━━ Task inputs ━━
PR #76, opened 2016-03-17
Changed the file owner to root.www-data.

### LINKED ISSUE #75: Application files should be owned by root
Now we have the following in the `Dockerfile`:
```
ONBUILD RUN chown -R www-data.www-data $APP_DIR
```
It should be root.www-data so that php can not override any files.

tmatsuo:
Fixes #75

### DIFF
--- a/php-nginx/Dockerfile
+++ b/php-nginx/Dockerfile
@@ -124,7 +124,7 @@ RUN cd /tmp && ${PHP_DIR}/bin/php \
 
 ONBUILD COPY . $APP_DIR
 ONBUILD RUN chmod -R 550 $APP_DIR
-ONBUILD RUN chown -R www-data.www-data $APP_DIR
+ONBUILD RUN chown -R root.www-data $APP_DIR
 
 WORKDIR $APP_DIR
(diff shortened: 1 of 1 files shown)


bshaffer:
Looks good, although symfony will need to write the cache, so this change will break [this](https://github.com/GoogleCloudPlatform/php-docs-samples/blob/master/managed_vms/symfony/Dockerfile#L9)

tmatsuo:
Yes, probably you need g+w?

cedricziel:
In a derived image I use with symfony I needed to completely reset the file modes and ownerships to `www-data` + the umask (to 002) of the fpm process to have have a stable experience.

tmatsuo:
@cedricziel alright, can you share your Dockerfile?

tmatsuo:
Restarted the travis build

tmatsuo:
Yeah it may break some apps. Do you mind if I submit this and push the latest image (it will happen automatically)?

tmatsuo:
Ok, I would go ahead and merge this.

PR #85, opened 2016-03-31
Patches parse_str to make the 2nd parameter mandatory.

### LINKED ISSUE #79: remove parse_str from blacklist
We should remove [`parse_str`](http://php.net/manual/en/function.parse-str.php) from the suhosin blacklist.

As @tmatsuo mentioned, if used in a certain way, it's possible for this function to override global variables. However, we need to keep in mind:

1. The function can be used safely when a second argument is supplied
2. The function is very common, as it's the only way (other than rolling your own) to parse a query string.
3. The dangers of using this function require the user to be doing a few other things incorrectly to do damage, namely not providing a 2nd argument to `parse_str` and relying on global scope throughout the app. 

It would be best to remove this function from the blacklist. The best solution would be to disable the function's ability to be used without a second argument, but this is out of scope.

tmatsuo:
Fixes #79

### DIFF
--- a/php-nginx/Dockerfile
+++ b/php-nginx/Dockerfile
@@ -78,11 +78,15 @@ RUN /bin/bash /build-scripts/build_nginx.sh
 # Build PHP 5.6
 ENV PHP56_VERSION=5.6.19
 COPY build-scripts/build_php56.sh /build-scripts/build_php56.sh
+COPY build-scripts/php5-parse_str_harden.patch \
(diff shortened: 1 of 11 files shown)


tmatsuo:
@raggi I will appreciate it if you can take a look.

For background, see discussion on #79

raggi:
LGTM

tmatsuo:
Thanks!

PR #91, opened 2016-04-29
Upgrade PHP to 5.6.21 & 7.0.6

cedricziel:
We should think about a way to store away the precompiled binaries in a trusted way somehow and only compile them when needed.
━━━
━━ Task inputs ━━
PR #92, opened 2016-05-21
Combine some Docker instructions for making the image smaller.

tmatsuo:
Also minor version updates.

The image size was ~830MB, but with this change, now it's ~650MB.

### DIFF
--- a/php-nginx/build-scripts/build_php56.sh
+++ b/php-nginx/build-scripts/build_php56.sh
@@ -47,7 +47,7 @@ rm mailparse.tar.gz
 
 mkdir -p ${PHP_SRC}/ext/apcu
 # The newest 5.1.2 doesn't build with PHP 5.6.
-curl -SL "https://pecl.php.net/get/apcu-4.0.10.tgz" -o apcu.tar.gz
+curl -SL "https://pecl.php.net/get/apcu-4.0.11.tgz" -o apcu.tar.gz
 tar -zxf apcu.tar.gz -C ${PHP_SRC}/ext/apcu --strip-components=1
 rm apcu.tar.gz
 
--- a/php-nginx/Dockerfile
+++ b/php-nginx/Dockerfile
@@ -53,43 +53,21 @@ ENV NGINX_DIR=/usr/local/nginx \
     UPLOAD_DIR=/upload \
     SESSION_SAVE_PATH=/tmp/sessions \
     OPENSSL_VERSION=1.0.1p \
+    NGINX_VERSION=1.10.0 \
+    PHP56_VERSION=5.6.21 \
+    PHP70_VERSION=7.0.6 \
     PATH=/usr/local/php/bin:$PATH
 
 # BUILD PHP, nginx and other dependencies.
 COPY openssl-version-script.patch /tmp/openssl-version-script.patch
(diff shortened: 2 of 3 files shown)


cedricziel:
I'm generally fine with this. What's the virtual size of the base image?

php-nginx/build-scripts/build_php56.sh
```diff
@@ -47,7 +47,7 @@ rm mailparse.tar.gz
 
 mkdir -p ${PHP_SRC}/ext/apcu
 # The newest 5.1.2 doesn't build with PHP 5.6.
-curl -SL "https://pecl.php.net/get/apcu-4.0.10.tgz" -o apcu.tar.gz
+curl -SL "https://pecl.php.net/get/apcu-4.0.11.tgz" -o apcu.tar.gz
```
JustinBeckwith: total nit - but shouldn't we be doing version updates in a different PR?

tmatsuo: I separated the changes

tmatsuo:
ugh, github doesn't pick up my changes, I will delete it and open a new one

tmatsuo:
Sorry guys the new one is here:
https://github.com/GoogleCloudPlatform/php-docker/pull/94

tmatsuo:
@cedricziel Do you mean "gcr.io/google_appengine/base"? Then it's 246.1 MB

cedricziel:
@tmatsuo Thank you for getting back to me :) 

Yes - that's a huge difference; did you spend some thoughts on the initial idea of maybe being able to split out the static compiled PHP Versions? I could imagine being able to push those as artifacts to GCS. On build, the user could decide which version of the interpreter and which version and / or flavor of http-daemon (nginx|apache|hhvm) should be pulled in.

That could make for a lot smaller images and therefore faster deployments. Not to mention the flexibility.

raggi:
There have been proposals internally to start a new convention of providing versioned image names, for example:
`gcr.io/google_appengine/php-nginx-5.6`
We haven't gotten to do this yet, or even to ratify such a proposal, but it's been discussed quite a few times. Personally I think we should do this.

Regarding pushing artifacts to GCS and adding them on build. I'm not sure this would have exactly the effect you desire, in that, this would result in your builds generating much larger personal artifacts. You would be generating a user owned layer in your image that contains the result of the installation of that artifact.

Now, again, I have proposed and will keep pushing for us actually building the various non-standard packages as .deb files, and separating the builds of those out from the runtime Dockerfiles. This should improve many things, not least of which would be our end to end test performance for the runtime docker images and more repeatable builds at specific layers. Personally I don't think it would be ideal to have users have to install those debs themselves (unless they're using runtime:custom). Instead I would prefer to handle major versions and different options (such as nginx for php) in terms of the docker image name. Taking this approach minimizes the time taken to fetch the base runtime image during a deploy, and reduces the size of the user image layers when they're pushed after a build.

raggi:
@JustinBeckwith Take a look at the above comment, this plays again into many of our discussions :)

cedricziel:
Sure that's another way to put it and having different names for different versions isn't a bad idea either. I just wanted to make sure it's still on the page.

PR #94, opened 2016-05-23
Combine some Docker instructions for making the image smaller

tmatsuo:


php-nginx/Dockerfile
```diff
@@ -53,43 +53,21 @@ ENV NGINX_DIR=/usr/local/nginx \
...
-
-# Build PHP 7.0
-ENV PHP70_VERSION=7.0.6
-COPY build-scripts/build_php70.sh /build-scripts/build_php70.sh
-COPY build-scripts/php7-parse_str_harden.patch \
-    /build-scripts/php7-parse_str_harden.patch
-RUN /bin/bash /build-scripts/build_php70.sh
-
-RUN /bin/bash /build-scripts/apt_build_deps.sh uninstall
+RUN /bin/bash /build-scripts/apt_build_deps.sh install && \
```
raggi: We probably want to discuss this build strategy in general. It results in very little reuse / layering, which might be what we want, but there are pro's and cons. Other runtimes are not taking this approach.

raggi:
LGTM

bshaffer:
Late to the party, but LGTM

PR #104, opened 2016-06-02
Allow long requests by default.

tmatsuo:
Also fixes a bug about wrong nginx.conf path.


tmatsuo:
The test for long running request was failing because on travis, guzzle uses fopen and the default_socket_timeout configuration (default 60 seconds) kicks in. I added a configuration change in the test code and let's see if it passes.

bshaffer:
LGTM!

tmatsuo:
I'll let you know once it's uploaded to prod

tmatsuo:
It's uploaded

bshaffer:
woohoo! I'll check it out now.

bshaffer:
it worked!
━━━
━━ Task inputs ━━
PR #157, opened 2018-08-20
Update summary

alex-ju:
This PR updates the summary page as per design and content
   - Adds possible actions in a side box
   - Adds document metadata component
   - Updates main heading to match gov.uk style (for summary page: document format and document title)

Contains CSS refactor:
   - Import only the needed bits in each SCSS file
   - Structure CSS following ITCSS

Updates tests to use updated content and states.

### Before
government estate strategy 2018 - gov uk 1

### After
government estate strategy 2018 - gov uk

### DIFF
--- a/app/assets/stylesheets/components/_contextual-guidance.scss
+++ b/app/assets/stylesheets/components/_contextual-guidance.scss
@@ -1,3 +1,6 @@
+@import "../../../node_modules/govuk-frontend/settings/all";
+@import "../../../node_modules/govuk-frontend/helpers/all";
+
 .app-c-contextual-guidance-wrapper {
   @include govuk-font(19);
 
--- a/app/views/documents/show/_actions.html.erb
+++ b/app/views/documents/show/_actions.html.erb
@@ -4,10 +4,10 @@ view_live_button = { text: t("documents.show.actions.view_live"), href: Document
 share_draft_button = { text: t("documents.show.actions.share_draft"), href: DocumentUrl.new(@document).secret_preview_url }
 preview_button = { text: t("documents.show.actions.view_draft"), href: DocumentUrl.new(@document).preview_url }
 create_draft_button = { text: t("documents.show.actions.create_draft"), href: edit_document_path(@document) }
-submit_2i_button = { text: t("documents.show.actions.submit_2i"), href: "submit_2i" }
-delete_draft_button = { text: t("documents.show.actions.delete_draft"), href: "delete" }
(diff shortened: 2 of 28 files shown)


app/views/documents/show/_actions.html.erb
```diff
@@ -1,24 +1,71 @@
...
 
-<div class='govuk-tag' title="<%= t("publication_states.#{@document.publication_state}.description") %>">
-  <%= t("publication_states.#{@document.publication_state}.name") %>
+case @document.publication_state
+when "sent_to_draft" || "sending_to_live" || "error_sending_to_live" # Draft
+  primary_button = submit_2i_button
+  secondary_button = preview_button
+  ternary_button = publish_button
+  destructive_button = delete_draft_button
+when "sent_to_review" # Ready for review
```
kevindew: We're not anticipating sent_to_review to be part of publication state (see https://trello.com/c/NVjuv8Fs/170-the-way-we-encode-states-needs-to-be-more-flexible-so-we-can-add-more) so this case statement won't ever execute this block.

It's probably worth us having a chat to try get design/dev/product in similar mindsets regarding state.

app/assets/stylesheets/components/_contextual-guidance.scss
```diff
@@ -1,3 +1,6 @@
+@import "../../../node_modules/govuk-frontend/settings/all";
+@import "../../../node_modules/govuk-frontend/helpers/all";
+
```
━━━
→ **Directions for this task**: Copy out, exactly and alone, the lines of the entries above between the ones holding "Restarted the travis build" and "We should remove", inclusive.

→ **Response to this exercise**:
Restarted the travis build

tmatsuo:
Yeah it may break some apps. Do you mind if I submit this and push the latest image (it will happen automatically)?

tmatsuo:
Ok, I would go ahead and merge this.

PR #85, opened 2016-03-31
Patches parse_str to make the 2nd parameter mandatory.

### LINKED ISSUE #79: remove parse_str from blacklist
We should remove [`parse_str`](http://php.net/manual/en/function.parse-str.php) from the suhosin blacklist.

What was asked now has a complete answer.